Insecure anxious/ preoccupied
Anxious or preoccupied people lack the ability to trust or feel secure in their relationships so they anxiously monitor, contact, or attempt to stay in touch with their partners. These folks may compulsively text or call their partners in a desperate attempt to feel more connected or avoid loneliness.
*Laura (not her real name) recalls a relationship that stirred up her anxiety like this: “I felt like I had no control of myself. I was afraid all the time that he was cheating or had other things in his life that were more important to him than me. I never felt like he was devoted to me or even in the relationship. I always wanted to be alone with him because it was the only time I felt the smallest respite from the anxiety I felt that he would leave me. I became incredibly self-destructive, drinking and smoking to distract myself. It was a nightmare”.
Laura’s partner was an avoidant or [dismissive man] who couldn’t offer a true commitment or any relationship security. What Laura was reacting to was not in her imagination. It was a response to the choice of partner she had made. Unfortunately, as she eventually learned, she unconsciously chooses partners who forced her to reenact the neglect and abuse she suffered as a child.
This is a common relationship pattern for people who have suffered neglect and trauma as children. They tend to seek out partners who confirm their beliefs about relationships. If they have a history of insecure childhood attachment, they expect that all relationships feel like this. They are accustomed to watching anxiously to make sure they are in close proximity to caregivers who are uncomfortable with closeness. When the anxious get involved with the avoidant, it is bound to be a highly tumultuous relationship.

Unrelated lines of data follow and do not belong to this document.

PR #309, opened 2019-10-11
CORE-662: Add runCryptoTestsWithAccountAndNetwork to Swift tests

michael-brd:


michael-brd:
@EBGToo, these tests (crypto ones) currently fail due to cryptoWalletManagerConnect() causing a disconnect/re-connect each time in BTC:P2P. This is because of we set the peer each time and the P2P code isn't smart enough to notice that the peer hasn't changed.

What do we think about updating the P2P code to *not* disconnect unless the fixed peer has changed?

Alternatively, we can update the tests, if we like that behaviour instead.

michael-brd:
> @EBGToo, these tests (crypto ones) currently fail due to cryptoWalletManagerConnect() causing a disconnect/re-connect each time in BTC:P2P. This is because of we set the peer each time and the P2P code isn't smart enough to notice that the peer hasn't changed.
> 
> What do we think about updating the P2P code to _not_ disconnect unless the fixed peer has changed?
> 
> Alternatively, we can update the tests, if we like that behaviour instead.

The change could be something as simple as:
```
diff --git a/bitcoin/BRPeerManager.c b/bitcoin/BRPeerManager.c
index 97684029..29fb756d 100644
--- a/bitcoin/BRPeerManager.c
+++ b/bitcoin/BRPeerManager.c
@@ -1555,12 +1555,20 @@ void BRPeerManagerSetCallbacks(BRPeerManager *manager, void *info,
 void BRPeerManagerSetFixedPeer(BRPeerManager *manager, UInt128 address, uint16_t port)
 {
     assert(manager != NULL);
-    BRPeerManagerDisconnect(manager);
+
     pthread_mutex_lock(&manager->lock);
-    manager->maxConnectCount = UInt128IsZero(address) ? PEER_MAX_CONNECTIONS : 1;
-    manager->fixedPeer = ((const BRPeer) { address, port, 0, 0, 0 });
-    array_clear(manager->peers);
+    int samePeer = (UInt128Eq(address, manager->fixedPeer.address) &&
+                    (port == manager->fixedPeer.port || UInt128IsZero(address)));
     pthread_mutex_unlock(&manager->lock);
+
+    if (!samePeer) {
+        BRPeerManagerDisconnect(manager);
+        pthread_mutex_lock(&manager->lock);
+        manager->maxConnectCount = UInt128IsZero(address) ? PEER_MAX_CONNECTIONS : 1;
+        manager->fixedPeer = ((const BRPeer) { address, port, 0, 0, 0 });
+        array_clear(manager->peers);
+        pthread_mutex_unlock(&manager->lock);
+    }
 }
```

Swift/CoreTests/CoreTests-Bridging-Header.h
```diff
@@ -13,6 +13,12 @@
 //  Use this file to import your target's public headers that you would like to expose to Swift.
 //
 #include "ethereum/BREthereum.h"
+#include "crypto/BRCryptoAccount.h"
+#include "crypto/BRCryptoAmount.h"
+#include "crypto/BRCryptoCurrency.h"
+#include "crypto/BRCryptoNetwork.h"
+#include "crypto/BRCryptoPrivate.h"
+#include "crypto/BRCryptoUnit.h"
```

Avoidant adults tend to fear closeness in relationships even though they feel compelled to seek it out. Once they’re in a relationship, they feel stifled and trapped. They dismiss loving emotions and play down the need for relationships. They appear to be self-sufficient value self-sufficiency but underneath the facade, they are frightened of rejection so they build walls to protect their hearts.
It’s common for them to pair up with other avoidant adults because both are comfortable with the level of detachment they need to feel comfortable. They do not challenge the status quo. This coupling may be high achievers who travel for work and keep aspects of their lives separate. Their similarities don’t present many challenges for growth or change. They are usually not all the dramatic either because both partners are of the same mindset about relationships.
These patterns can change over time
With attention, good communication and some effort, these patterns can change over time. Avoidant people who are generally dismissive of relationships can become more aware of the effect they have on their partners. Communicating the need for closeness and space makes for greater honesty and reduces the fear of being controlled. When anxious partners develop outside interests, boundaries and coping skills, they are able to give their partners the space they desire without fearing loss of love or abandonment.
What can you do to help yourself?
Choosing a partner with a more adaptive attachment style will help to make you feel more secure internally. After all, a rising tide raises all boats. Make sense of the past and come to a new understanding of your childhood. As an adult, it’s easier to understand that your mother may have been stressed and overburdened making her less attuned to your needs as a baby. Going to therapy can also help you learn and practice healthier attachment skills.